What is needed: In the entries below, count the lines that hold the string "measure" and state only that count.

--- START ---

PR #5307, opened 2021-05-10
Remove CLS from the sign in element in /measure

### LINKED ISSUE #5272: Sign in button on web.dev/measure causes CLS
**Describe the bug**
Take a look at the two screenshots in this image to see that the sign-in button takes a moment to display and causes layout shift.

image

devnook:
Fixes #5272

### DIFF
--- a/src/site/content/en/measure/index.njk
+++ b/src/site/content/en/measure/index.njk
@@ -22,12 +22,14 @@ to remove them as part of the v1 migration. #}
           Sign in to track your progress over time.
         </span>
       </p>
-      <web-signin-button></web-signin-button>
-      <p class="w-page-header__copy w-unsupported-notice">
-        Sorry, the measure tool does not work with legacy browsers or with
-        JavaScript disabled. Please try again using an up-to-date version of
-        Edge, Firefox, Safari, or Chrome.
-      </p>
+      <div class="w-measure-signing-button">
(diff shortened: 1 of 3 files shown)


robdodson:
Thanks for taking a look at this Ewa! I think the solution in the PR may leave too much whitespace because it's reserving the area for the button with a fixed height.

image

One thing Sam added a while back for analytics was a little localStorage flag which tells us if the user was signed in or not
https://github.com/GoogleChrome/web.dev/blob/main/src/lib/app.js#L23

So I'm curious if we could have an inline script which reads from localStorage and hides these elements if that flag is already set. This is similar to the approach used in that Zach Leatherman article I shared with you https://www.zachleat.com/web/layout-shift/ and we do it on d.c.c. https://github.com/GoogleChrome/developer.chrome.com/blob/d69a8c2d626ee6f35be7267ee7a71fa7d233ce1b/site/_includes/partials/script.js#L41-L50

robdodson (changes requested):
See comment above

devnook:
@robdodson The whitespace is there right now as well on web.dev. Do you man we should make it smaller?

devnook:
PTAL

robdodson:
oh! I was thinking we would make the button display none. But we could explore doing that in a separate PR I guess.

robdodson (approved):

--- END ---

Your response: 6